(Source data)
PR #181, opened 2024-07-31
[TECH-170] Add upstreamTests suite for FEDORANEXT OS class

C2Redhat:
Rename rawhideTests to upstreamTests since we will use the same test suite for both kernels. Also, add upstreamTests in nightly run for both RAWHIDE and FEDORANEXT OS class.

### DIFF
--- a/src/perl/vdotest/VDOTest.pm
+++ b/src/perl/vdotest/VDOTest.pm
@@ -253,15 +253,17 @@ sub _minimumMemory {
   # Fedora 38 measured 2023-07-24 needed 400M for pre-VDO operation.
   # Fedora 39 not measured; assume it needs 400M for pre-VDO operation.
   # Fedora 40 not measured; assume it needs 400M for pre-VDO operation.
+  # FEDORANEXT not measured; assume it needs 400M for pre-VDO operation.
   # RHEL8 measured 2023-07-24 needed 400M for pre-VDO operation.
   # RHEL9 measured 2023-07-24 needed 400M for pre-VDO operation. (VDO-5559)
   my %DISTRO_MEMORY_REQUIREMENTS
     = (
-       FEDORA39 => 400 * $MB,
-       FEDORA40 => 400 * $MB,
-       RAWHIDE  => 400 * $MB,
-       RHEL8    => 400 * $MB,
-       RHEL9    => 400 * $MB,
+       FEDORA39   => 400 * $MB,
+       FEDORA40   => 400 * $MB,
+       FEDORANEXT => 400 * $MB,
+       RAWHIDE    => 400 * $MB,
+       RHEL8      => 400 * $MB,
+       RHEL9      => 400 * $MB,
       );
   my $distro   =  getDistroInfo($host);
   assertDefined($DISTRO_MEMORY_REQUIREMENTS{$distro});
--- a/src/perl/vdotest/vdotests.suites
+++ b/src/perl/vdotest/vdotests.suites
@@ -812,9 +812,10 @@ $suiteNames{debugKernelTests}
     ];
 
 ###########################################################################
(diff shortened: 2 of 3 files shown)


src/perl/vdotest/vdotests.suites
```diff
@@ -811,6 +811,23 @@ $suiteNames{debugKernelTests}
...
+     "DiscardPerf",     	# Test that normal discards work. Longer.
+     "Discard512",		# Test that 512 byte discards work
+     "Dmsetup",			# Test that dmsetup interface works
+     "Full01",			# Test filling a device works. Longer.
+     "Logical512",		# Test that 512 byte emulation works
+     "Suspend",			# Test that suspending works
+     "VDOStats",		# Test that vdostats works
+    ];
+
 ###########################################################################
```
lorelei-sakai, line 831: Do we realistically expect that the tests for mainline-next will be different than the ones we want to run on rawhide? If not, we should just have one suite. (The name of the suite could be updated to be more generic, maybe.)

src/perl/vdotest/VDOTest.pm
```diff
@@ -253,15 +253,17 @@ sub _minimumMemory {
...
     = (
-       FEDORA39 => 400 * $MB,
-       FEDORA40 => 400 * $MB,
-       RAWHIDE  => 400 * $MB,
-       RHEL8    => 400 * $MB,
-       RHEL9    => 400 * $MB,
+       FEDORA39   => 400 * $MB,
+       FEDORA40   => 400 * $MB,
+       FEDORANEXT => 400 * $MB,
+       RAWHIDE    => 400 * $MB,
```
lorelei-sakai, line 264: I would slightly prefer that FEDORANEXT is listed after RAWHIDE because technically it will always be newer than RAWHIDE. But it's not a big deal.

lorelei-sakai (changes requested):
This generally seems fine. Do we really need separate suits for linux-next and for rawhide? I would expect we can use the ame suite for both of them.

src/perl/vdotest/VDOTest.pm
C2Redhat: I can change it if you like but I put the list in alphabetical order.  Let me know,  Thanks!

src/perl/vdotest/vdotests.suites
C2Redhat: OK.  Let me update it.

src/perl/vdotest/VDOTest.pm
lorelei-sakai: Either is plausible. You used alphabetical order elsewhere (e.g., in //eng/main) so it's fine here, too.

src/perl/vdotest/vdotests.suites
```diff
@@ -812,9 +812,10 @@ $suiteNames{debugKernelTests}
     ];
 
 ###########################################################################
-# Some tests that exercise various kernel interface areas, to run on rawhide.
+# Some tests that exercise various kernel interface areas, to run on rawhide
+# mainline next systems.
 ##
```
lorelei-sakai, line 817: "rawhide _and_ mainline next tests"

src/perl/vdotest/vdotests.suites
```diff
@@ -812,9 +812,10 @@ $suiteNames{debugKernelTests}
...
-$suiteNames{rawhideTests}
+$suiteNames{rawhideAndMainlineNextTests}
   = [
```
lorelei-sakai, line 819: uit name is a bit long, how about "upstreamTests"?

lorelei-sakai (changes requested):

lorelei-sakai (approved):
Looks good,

◆ Work request: Among the records, find every line holding the word "interface" and copy it.

◆ Result for this exercise:
+     "Dmsetup",			# Test that dmsetup interface works
-# Some tests that exercise various kernel interface areas, to run on rawhide.
+# Some tests that exercise various kernel interface areas, to run on rawhide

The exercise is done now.